Corona dürfte zweifellos dazu führen, dass die Digitalisierung der Wirtschaft weiter vorangetrieben wird. Dies betrifft sowohl Vertriebskanäle als auch die Arbeitswelt. Nicht wenige Betriebe, welche vor Kurzem gegenüber Homeoffice noch skeptisch eingestellt waren, dürften die Vorteile nun schätzen gelernt haben. Derweil werden sich die einen oder anderen Arbeitnehmenden aufgrund dieser Erfahrungen wünschen, bald an ihre früheren, ergonomisch eingerichteten Arbeitsplätze zurückkehren zu dürfen.
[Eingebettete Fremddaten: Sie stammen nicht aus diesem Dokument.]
Issue #144, opened 2018-01-16
Left margin of some figures is cut


mforets:
Some left margins are cut in figures of `@example` blocks, such as the last of iterative refinement example.

schillic:
I also do not have this problem locally.

The other two plots on above mentioned figure are also pressed to the left such that they partially overlap with the next plot. So I think instead of font size decrease you should rather add some space to the left. A hack might be to add a "y" axis label (empty/invisible if possible).

The problem *might* be with `GR` and that the Travis computers do not have a display. See the following warning from the build output:
```
[...]
Documenter: expanding markdown templates.
GKS: can't open display on ""
     Is your DISPLAY environment variable set correctly?
     Did you enable X11 and TCP forwarding?
[...]
```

Adrian Schumacher, Stabsmitarbeiter Amt für Wirtschaft und Arbeit, Volkswirtschaftsdepartement

«Jetzt lernen wir mehr als die Schülerinnen und Schüler»! Diese wunderbare Aussage machte eine Lehrperson, als sie während des Fernunterrichts unser Lernfördersystem Lernlupe entdeckte. Ich bin mir bewusst, dass mein Kommentar gleichzeitig eine Wertung ist: Wenn alle bereit sind zu lernen, werden die Lernfördersysteme einen sicheren Platz im Schulalltag einnehmen. Geht es doch darum, dass diese elektronischen Hilfsmittel uns dort unterstützen, wo sie etwas schneller und besser können. Viele Lehrpersonen haben während des Fernunterrichts diese Vorteile entdeckt und wir haben viele positive Rückmeldungen bekommen. Trotzdem zweifle ich, dass mir in zwanzig Jahren jemand mit immer noch spürbarer Dankbarkeit erzählt, dass Lernlupe damals die ganz grosse Entdeckung war. Denn vieles, was bis anhin den Schulalltag ausmachte, ist dieses Jahr auf den Kopf gestellt. Die Begegnungen mit den Kindern finden nicht mehr wie gewohnt statt, die täglichen Rituale fehlen, die Spontanität, das Miteinander. Wirklich Essentielles aus meiner Sicht. Deshalb bin ich überzeugt, dass nach der Pandemie fast noch stärker die analoge Welt den Schulalltag prägen wird. Und ganz nebenbei – fast unbemerkt – wird die digitale Welt ihren Platz im Schulalltag bekommen.

Claudia Coray, Bereichsleiterin Lehrmittelverlag, Bildungsdepartement

Mit Regierungsrätin Laura Bucher besuchte ich diesen Sommer den Caritas-Markt in St. Gallen. Hier können Menschen mit wenig Geld Lebensmittel und Artikel des täglichen Gebrauchs stark vergünstigt einkaufen. Dieses Angebot hat im Zuge der Corona-Krise einen enormen Zulauf bekommen. Der Besuch hat mir vor Augen geführt, dass Armut in unserer Wohlstandsgesellschaft oft nicht sichtbar und vielfach mit einer grossen Scham belegt ist. Im Kanton St. Gallen gelten statistisch zirka 70 000 Menschen als arm beziehungsweise armutsgefährdet, also rund 14 Prozent unserer Bevölkerung. Die Ursachen sind vielfältig: prekäre Arbeitsbedingungen, ein Arbeitsplatzverlust, eine plötzliche Erkrankung oder eine kinderreiche Familie und der Schritt in die Armut ist nicht weit. Diese Men­schen kamen bereits in der Vor-Corona-Zeit finanziell nur knapp über die Runden. Durch die wirtschaftli­chen Folgen der Corona-Krise haben sich die Situationen von Armutsgefährdeten in unserem Kanton nochmals zusätzlich verschärft. So kann eine 20-prozentige Lohneinbusse aufgrund von Kurzarbeit dazu führen, dass sie das finanzielle Gleichgewicht verlieren. Kommt hinzu: Oft wird solche Armut an die nächste Generation vererbt. Es muss deshalb heute und in Zukunft in unserem Interesse sein, dass sich Bevölkerung und Staat mit armutsgefährdeten Menschen solidarisch zeigen. Das hat uns Corona gelehrt.

Übrigens: Der Verkaufsrenner im Caritas-Markt sind kleine Kerzen. Sie werden oft für die Kinder gekauft. Denn mit einer kleinen Verzierung können sie als schönes und vor allem günstiges Geschenk für einen Kindergeburtstag verwendet werden.